On June 22, 2015, ARL joined an amicus brief of the Computer & Communications Industry Association, the American Library Association, the Association of College and Research Libraries and the Electronic Frontier Foundation in the case Mavrix Photographs v. LiveJournal, currently pending in the Court of Appeals for the Ninth Circuit, supporting the respondent, LiveJournal.
The case involves a LiveJournal blog, Oh No They Didn’t!, a community blog involving reader submissions about celebrity gossip and pop culture. These submissions include celebrity photos, including sets of photos from Mavrix. Mavrix sued LiveJournal (without first sending any takedown notices) and LiveJournal responded by removing the photos and terminating two users as repeat infringers. In the district court, LiveJournal prevailed under the Digital Millennium Copyright Act (DMCA) safe harbor rules because it did not have actual knowledge of infringement, nor did it have “red flag” knowledge of infringement (that LiveJournal should have known). Mavrix appealed the case to the Ninth Circuit.

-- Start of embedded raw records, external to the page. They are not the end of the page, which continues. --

PR #8177, opened 2022-07-02
invoke-webrequest: add page

reinhart1010:

**Version of the command being documented (if known):** 7.2.1

After quite a long hiatus I decided to contribute some more on PowerShell (and soon for Indonesian translations for macOS commands).

We have talked a lot about `Invoke-WebRequest` and ["incompatible aliases" when `curl` and `wget` are not installed in Windows](https://github.com/tldr-pages/tldr/issues/6621#issue-1012843699). So I decided to create a special alias page for them, with a command to check which program (`curl`/`wget` or `Invoke-WebRequest`) was used to evaluate the `curl` or `wget` command, despite I'm afraid they won't pass the linter:

> Check whether `wget` is properly installed by printing its version number. If this command evaluates into an error, PowerShell may have substituted this command with `Invoke-WebRequest`


pages/windows/curl.md
```diff
@@ -0,0 +1,15 @@
+# curl
```
sbrl, line 1: This will overwrite the existing `curl` page in the `common` platform.

pages/windows/wget.md
```diff
@@ -0,0 +1,15 @@
+# wget
```
sbrl, line 1: Same here. Let's remove these `wget` and `curl` pages from this pull request.

sbrl (changes requested):

pages/windows/wget.md
reinhart1010: I wrote these two pages for two reasons. First is the fact that in PowerShell for Windows, both commands will be substituted with `Invoke-WebRequest` with incompatible set of accepted parameters when `wget` or `curl` is not visible on `%PATH%`:

image

and similarly, executing `curl` and `wget` without additional subcommand or parameters will still return the same prompt with `Invoke-WebRequest` if both aren't installed on `%PATH%`:

image

As far as I know there are some edge cases where a command documentation is split between `common` and OS-specific versions, e.g. `common/cd` and `windows/cd`. As long as `tldr` clients still can show the common or platform-specific versions of the same command I still prefer to keep `windows/curl` and `windows/wget` this way to avoid confusion among those PowerShell users.

Ah I forgot that the original documentation should be access with `tldr {{curl|wget}} --platform common` instead of `tldr common/{{curl|wget}}`.

marchersimon (approved):
Not entirely sure about the `curl`/`wget`page, but the content looks fine.
It's not the most elegant solution, but I think the only option we have.

pages/windows/wget.md
sbrl: Oh I see, thanks for clarifying this. This is a rather confusing situation, isn't it?

 - `cmd.exe` is the main shell for Windows, which if you have `curl` or `wget` installed works as on Linux
 - PowerShell is also an official shell distributed and enabled by default on Windows, where `curl` and `wget` resolve → `Invoke-WebRequest`

With this in mind, your solution here seems to be the best option. Thanks for explaining - not being a Windows user I didn't understand at first.

sbrl (approved):

PR #8179, opened 2022-07-03
zsh: add noglob example

marchersimon:
I'm not sure if this should be in the `zsh`-page, but adding a new `noglob.md` page didn't feel right either.

I'm also not sure if we should maybe use a more specific example, like `noglob calc 3*sqrt(2)`.

### DIFF
--- a/pages/common/zsh.md
+++ b/pages/common/zsh.md
@@ -24,6 +24,6 @@
 
 `zsh --verbose`
 
-- Execute a command inside `zsh` with disabled glob patterns:
+- Execute a specific command inside `zsh` with disabled glob patterns:
 
 `noglob {{command}}`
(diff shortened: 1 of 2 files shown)


pages/common/zsh.md
```diff
@@ -23,3 +23,7 @@
 - Start an interactive shell session in verbose mode, printing each command before executing it:
 
 `zsh --verbose`
+
+- Execute a command inside `zsh` with disabled glob patterns:
```
mfrw, line 27: Since we've been using `specific` .. how about:
```suggestion
- Execute a specific command inside `zsh` with disabled glob patterns:
```

mfrw (approved):

blueskyson (approved):
Though it looks strange to me, this is acceptable in some cases like `j` and `jo` of `autojump`.

PR #2796, opened 2019-02-22
pages.zh/osx: add Chinese translation

wizarot:
- [x] The page (if new), does not already exist in the repo.
- [x] The page is in the correct platform directory (`common/`, `linux/`, etc.)
- [x] The page has 8 or fewer examples.
- [x] The PR title conforms to the recommended [templates](/tldr-pages/tldr/blob/master/CONTRIBUTING.md#commit-message).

The amicus brief points out the importance of the DMCA safe harbors for the amici parties, including for libraries specifically:
The DMCA safe harbors have also been extremely helpful to the library amici in fulfilling their mission of providing their users with access to information. Libraries act as “service providers” within the meaning of 17 U.S.C. 512(k)(1)(A). Libraries are the only source for real Internet connectivity and Internet-ready computer terminals for many Americans . . . The Section 512(a) safe harbor for “mere conduits” has enabled libraries to provide Internet access without the specter of liability for onerous copyright damages because of infringing user activity.
Libraries also operate websites that host user-generated content and prepare directories that link users to other websites. The safe harbors in Section 512(c) and (d) shelter libraries from liability for infringing activity by third parties. Any new restrictions on the availability of the DMCA safe harbors could have an adverse effect on the ability of libraries to deliver a critical service to underserved and other user communities.
The brief points out that that while service providers do not have an obligation to look through user-submitted content for infringements, the DMCA also does not discourage monitoring. Many service providers review content for illegal or objectionable material that violates the terms of service agreements. Such moderation does not result in the loss of safe harbor under Section 512(c) which addresses safe harbors for “Information Residing on Systems or Networks At Direction of Users.”
The brief also notes that, absent actual knowledge of infringement, “red flag” knowledge is a high bar. It notes that just because a user submits content, such as a photograph, that exists elsewhere online does not constitute a “red flag” that the content is infringing. Additionally, “Holding online service providers unexpectedly liable for the acts of their users, in contrast to the legal clarity Congress deliberately and presciently provided in Section 512, would be deleterious not only to Internet commerce, but also to free speech online.” The full brief is available for download here.